I will say FFG reprint of Netrunner is interesting. Even the first few expansions were decent. However the expansions are already taking a toll from what I hear about in tourney boards. I personally recommend the core box set of the LCG.
Funny is what it is.
6 symbols trumped you.  You hide behind stochastic function and boolean expression to make yourself sound, oh so super smarty, but can't remember 6 symbols?

Makes me wonder if it was the super difficult symbols to remember that made them not come back or listening to you bitch and whine.
Quote from: One Horse TownFrankly, who gives a fuck. :idunno:

Quote from: Exploderwizard;789217Being offered only a single loot poor option for adventure is a railroad

Brad

Quote from: Skywalker;730992Some people will find one easier than the other for a variety of reasons, but even with WEG's simple addition I hope you can see how some people might find the WEG version slower (and considerably so) than EotE.

No, I actually can't. If you're explaining the rules to me and you say, okay, you have to roll 6 dice and beat whatever I roll on 6 dice, the amount of brain power needed to comprehend this statement is close to zero. Using funny dice with weird symbols is an order of magnitude hard to grasp initially; you actually have to invest in understanding the rules. If you're playing a roleplaying game (and not a starship combat game...I have Star Warriors for that), the GM is going to be interpreting the results, anyway. I just roll some dice and tell him a number, that's it. There's no investment that I have to make in order to fly my ship around other than roll a few 6-siders and add them up and tell the GM. He makes the interpretation, not me.

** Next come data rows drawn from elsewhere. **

PR #8837, opened 2026-08-31
fix(clients): inherit model preferences for unconfigured projects

### LINKED ISSUE #8829: [Bug]: Automatically seeded project defaults override user model preferences
## Summary

T3 Code creates projects with a concrete model selection even when the user never configured a project override. Fresh drafts then treat that automatically seeded selection as an explicit project default, so it overrides both the app-wide sticky selection and the Codex user configuration. With GPT-5.6-Sol, a project record that stores the model but omits reasoning is resolved to the catalog default of Low and T3 sends Low explicitly to Codex.

## Steps to reproduce

1. Configure Codex with `model = "gpt-5.6-sol"` and `model_reasoning_effort = "high"` in `~/.codex/config.toml`.
2. In T3 Code, select GPT-5.6-Sol with High reasoning in the composer so the app-wide sticky selection is also Sol/High.
3. Add a folder as a T3 project without manually configuring its project-level New threads model, or use an existing project whose automatically created `default_model_selection_json` contains Sol but no `reasoningEffort` option.
4. Open a fresh draft in that project.
5. Observe the model and reasoning shown by the composer, then send a turn.

## Expected behavior

An automatically created project record must not behave like a user-configured project override. If the user has not chosen a project-specific model, a fresh draft should inherit the app-wide sticky model and complete option snapshot. If T3 has no explicit model-option choice to apply, it should preserve that absence rather than turning the provider catalog default into an explicit `turn/start` override. A project default deliberately selected by the user should continue to take precedence.

The regression is fixed when a project created without a user-selected override starts Sol/High in this reproduction, while a project explicitly configured as Sol/Low still starts Sol/Low. Web, desktop, and mobile should apply the same distinction.

## Actual behavior

T3 persists a concrete Sol selection during project creation. The new-thread flow applies the app-wide sticky Sol/High state first, then overwrites it with the project's automatically seeded Sol selection. Because that project selection omits `reasoningEffort`, the composer resolves Sol's advertised catalog default of Low, materializes Low into the dispatch options, and the Codex adapter sends `effort: "low"`. Codex therefore cannot apply the user's configured High default.

## Affected area

- `apps/server/src/serverRuntimeStartup.ts` creates auto-bootstrapped projects with a concrete Codex default selection.
- `apps/web/src/components/CommandPalette.tsx` creates added projects with a resolved concrete provider/model selection.
- `apps/web/src/hooks/useHandleNewThread.ts` gives any non-null project default precedence over sticky and carried state.
- `apps/web/src/components/chat/composerProviderState.tsx` materializes model capability defaults into dispatch options.
- `apps/server/src/provider/Layers/CodexAdapter.ts` forwards the materialized reasoning effort to Codex.
- The equivalent mobile new-task path should preserve the same precedence and provenance rules.

## Runtime or environment

- macOS desktop app
- T3 Code `0.0.37-nightly.20260830.1232`
- Codex provider using `gpt-5.6-sol`
- Codex user configuration selects High reasoning

## Evidence

A read-only inspection of the live T3 database found nine active projects. Six stored `codex / gpt-5.6-sol` with no reasoning option, and their `updated_at` values matched their creation times. Three stored Sol with High explicitly. The client local-storage record simultaneously contained an app-wide sticky Sol/High selection. The database passed `PRAGMA quick_check`.

The current source defines the automatic bootstrap selection as Codex plus `DEFAULT_MODEL`, stores it on project creation, and documents the fresh-draft order as project default above global sticky state. When no reasoning selection exists, composer capability resolution supplies the model descriptor's current or default value and builds it into the model options sent to the server. The Codex adapter forwards that value as the turn effort.

The behavior became reliable after #6011 fixed the opposite failure, where a sticky selection could beat an explicitly configured project default. That change is correct for user-configured project defaults, but T3 currently has no stored distinction between an automatic seed and a user-configured override.

## Impact

Users can start turns at a lower reasoning level than both their Codex configuration and their last explicit T3 selection. The composer looks authoritative, so the only dependable workaround is to configure every project separately and recheck the reasoning level before sending. The mismatch can change answer quality, latency, service-tier behavior, and usage without a clear indication of which setting won.

## Additional context

Related reports include #6539 for a global new-thread model setting, #6508 for per-project last-used working-mode behavior, and #5796 for the opposite precedence bug fixed by #6011. This report isolates the missing distinction between an automatically seeded project selection and a project override that the user actually chose.

coygeek:
New projects currently persist an automatically chosen provider and model as a project override. Fresh drafts then replace the app-wide sticky selection, and missing options such as reasoning effort become explicit catalog defaults sent to the provider.

This change treats project creation as unconfigured. Only a later `project.meta.update` write represents a deliberate project default. The server bootstrap, web command palette, CLI, and shared mobile creation path now converge on that rule at the domain boundary. Web and mobile still use capability defaults for display, but dispatch only options that T3 actually stored. Explicit unsent-draft choices and explicit project defaults keep their existing precedence.

Migration 44 rewrites create-time seeds only when the project event stream contains no metadata update that wrote `defaultModelSelection`. It never compares model slugs or option values, so an explicit same-value selection and an explicit reset both survive. Projection rows without corresponding `project.created` evidence are intentionally left unchanged because their provenance is ambiguous.

Closes #8829

## Validation

- `vp test run` across 22 focused files covering project creation, event decisions, projections, old and new migrations, web and mobile precedence, persisted drafts, grouped projects, provider availability, and Codex option forwarding: 405 tests passed.
- Package-scoped type checks passed for `@t3tools/contracts`, `@t3tools/shared`, `@t3tools/client-runtime`, `t3`, `@t3tools/web`, and `@t3tools/mobile`.
- Targeted lint and formatting checks passed for all changed files.
- `git diff --check` passed.
- No browser pass was needed because this change has no visible UI changes.

## AutoReview

AutoReview loop 1 completed clean with no accepted or actionable P0/P1 findings using Codex, `gpt-5.6-sol`, High reasoning, and Fast service tier.

---

> [!NOTE]
> <sup>[Cursor Bugbot](https://cursor.com/bugbot) is generating a summary for commit 117bb162646e6dab0b61fb8f0228901729085285. Configure [here](https://www.cursor.com/dashboard/bugbot).</sup>

Built with GPT-5.6-Sol using High reasoning and Fast service tier through the Codex harness in T3 Code.

> [!NOTE]
> ### Stop auto-seeding `defaultModelSelection` on `project.create` and dispatch only explicit model options
> - Server now ignores `defaultModelSelection` on `project.create` commands and always records `null` in the created event, so new projects start unconfigured and inherit model preferences at runtime
> - All clients (web, mobile, CLI) stop sending `defaultModelSelection` during project creation; the web and mobile composers switch to `buildExplicitProviderOptionSelectionsFromDescriptors` so only user-chosen options are dispatched while catalog defaults remain for UI display only
> - Server startup (`resolveAutoBootstrapWelcomeTargets`) no longer sets `defaultModelSelection` on `project.create`; instead it resolves the model selection for the welcome `thread.create` from the project default or canonical default
> - Migration `044_ClearAutomaticProjectModelDefaults` clears `default_model_selection_json` in `projection_projects` and sets `payload_json.defaultModelSelection` to null on matching `project.created` events for projects that received automatic seeds with no subsequent explicit `project.meta.update`
> - Risk: migration 044 uses a `NOT EXISTS` subquery on `project.meta.updated` events to distinguish auto-seeded from explicitly configured projects; projects where an explicit update was never recorded will lose their `default_model_selection_json` and fall back to canonical defaults at runtime
>
> 
>
> <sup><a href="https://app.macroscope.com">Macroscope</a> summarized 117bb16.</sup>
> 
>

### DIFF
--- a/apps/mobile/src/lib/modelOptions.test.ts
+++ b/apps/mobile/src/lib/modelOptions.test.ts
@@ -102,7 +102,7 @@ describe("mobile model options", () => {
     ]);
   });
 
-  it("normalizes a legacy fallback selection against current capabilities", () => {
+  it("does not materialize catalog defaults for missing stored options", () => {
     const config = {
       providers: [
         {
@@ -144,7 +144,14 @@ describe("mobile model options", () => {
     });
 
     expect(option?.capabilities?.optionDescriptors?.[0]?.id).toBe("serviceTier");
-    expect(option?.selection.options).toEqual([{ id: "serviceTier", value: "default" }]);
+    expect(option?.selection.options).toBeUndefined();
+
+    const [explicitOption] = buildModelOptions(config, {
+      instanceId: ProviderInstanceId.make("codex"),
+      model: "gpt-test",
+      options: [{ id: "serviceTier", value: "priority" }],
+    });
+    expect(explicitOption?.selection.options).toEqual([{ id: "serviceTier", value: "priority" }]);
   });
 
   it("rejects stored selections whose provider is not usable", () => {
--- a/apps/mobile/src/lib/modelOptions.ts
+++ b/apps/mobile/src/lib/modelOptions.ts
@@ -4,7 +4,7 @@ import type {
   ServerConfig as T3ServerConfig,
 } from "@t3tools/contracts";
 import {
-  buildProviderOptionSelectionsFromDescriptors,
+  buildExplicitProviderOptionSelectionsFromDescriptors,
   getProviderOptionDescriptors,
 } from "@t3tools/shared/model";
 
@@ -45,11 +45,12 @@ function normalizeSelectionOptions(
   if (!capabilities) {
     return selection;
   }
-  const options = buildProviderOptionSelectionsFromDescriptors(
+  const options = buildExplicitProviderOptionSelectionsFromDescriptors(
     getProviderOptionDescriptors({
       caps: capabilities,
       selections: selection.options,
     }),
+    selection.options,
   );
   return options
     ? { ...selection, options }
--- a/apps/server/src/cli/project.ts
+++ b/apps/server/src/cli/project.ts
@@ -30,7 +30,6 @@ import * as ProjectionSnapshotQuery from "../orchestration/Services/ProjectionSn
 import { OrchestrationLayerLive } from "../orchestration/runtimeLayer.ts";
 import { layerConfig as SqlitePersistenceLayerLive } from "../persistence/Layers/Sqlite.ts";
 import * as RepositoryIdentityResolver from "../project/RepositoryIdentityResolver.ts";
-import * as ServerRuntimeStartup from "../serverRuntimeStartup.ts";
 import {
   clearPersistedServerRuntimeState,
   readPersistedServerRuntimeState,
@@ -481,7 +480,6 @@ const projectAddCommand = Command.make("add", {
           projectId,
           title,
           workspaceRoot,
-          defaultModelSelection: ServerRuntimeStartup.getAutoBootstrapDefaultModelSelection(),
           createdAt: DateTime.formatIso(yield* DateTime.now),
         });
         return `Added project ${projectId} (${title}) at ${workspaceRoot}.`;
--- a/apps/server/src/orchestration/decider.projectModelSelection.test.ts
+++ b/apps/server/src/orchestration/decider.projectModelSelection.test.ts
@@ -1,0 +1,76 @@
+import * as NodeServices from "@effect/platform-node/NodeServices";
+import {
+  CommandId,
+  OrchestrationEvent,
+  ProjectId,
+  ProviderInstanceId,
+  type ModelSelection,
+} from "@t3tools/contracts";
+import { expect, it } from "@effect/vitest";
+import * as Effect from "effect/Effect";
+import * as Schema from "effect/Schema";
+
+import { decideOrchestrationCommand } from "./decider.ts";
+import { createEmptyReadModel, projectEvent } from "./projector.ts";
+
+const createdAt = "2026-08-30T00:00:00.000Z";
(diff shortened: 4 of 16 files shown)


coygeek:
### Follow-up field verification

Tested against T3 Code Nightly `0.0.37-nightly.20260830.1232`.

A read-only inspection of the live local state found 9 active projects. Six had a create-time `codex / gpt-5.6-sol` selection with no reasoning option and no later model-default metadata write. Three already had an explicit Sol/High project default.

I used the existing Project Settings UI to apply Sol/High to the six affected projects as a temporary workaround. Each change produced a `project.meta-updated` event containing the complete explicit selection, and the matching project projection updated immediately. A fresh draft then opened with GPT-5.6-Sol and High reasoning. The database still passed `PRAGMA quick_check`.

This was performed on the current unpatched nightly. It verifies the reported failure, the explicit-project-default workaround, and the persisted provenance boundary. It is not an integrated run of this PR's patched desktop build.

The result supports the distinction used by this PR:

- An automatic create-time seed has no later `project.meta-updated` event containing `defaultModelSelection`.
- A deliberate model choice or reset produces that metadata event.
- Migration 44 can therefore clear the automatic seed without comparing model slugs or option values, while preserving an explicit same-value choice or reset.

The six projects changed during this verification are now deliberate project overrides and will remain pinned to Sol/High after migration. Resetting those project defaults after installing a build with this fix will return them to inheritance behavior.

t3dotgg:
> [!NOTE]

Closing this because [#9164](https://github.com/pingdotgg/t3code/pull/9164) has merged. It covers creation-time defaults, migration 44, and dispatches only explicit options on web and mobile, so unconfigured projects inherit current preferences.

Using the system with die symbols means that, now, I have to figure out what those dice mean. OR, the GM can do that for me if I don't want to figure it out, which is what happens in d6 SW in the first place, I just don't look like a lazy dick. However, since the dice say something specific happened, the GM has become less important, and in fact, isn't interpreting a thing. He's simply matching up symbols that tell him something specific. For a wargame this is necessary, for a roleplaying game it's annoying.

So, basically, the die mechanic isn't demonstrably faster at the expense of enforcing player entitlement.
It takes considerable knowledge just to realize the extent of your own ignorance.

Emperor Norton

Oh please, the dice don't dictate to the GM what happened any more than a pass/fail mechanic does.

All it adds is another axis for him to use to come up with the results. (and yes, in combat there are quite a bit of set things you can spend advantage and threat on... but combat is almost always one of the most codified parts of every game.)

Skywalker

#133
Quote from: Brad;731044Using funny dice with weird symbols is an order of magnitude hard to grasp initially; you actually have to invest in understanding the rules.

Yes, there is higher initial hurdle of first encountering the dice. But once that hurdle is overcome, EotE runs faster for some people. The quantity of addition in the WEG example is a magnitude higher than that in the EotE.

As for interpretation, the dice are not a set of tarot cards with strange images that need lengthy deliberation. For the most part the dice determine success/failure (along with critical success/failure), which is pretty much the same as it is under D6. You just roll some dice and tell the GM your number of successes and whether or not you criticalled and that's pretty much it. The only real distinction between the two processes is that the two results aren't necessarily linked.

The dice do also determine positive and negative side effect but it does so in exactly the same way as success/failure (you tell the GM the number of which you got), but that requires very little extra interpretation in practice as the result is as well defined in the rules as success/failure.

Omega

Quote from: Endless Flight;730931Aren't cards just a "gimmick" too?

Depends on how they are used.

In some games they essentially just do the function of a table.
In others cards and how they are used add a twist to the probabilities as cards move in and out of the draw deck. Or can be sorted out of the deck to control what happens when and where. TORG is an example of using cards in an interesting way rather than a gimmic way. Ok, its still a gimmic. But there you go.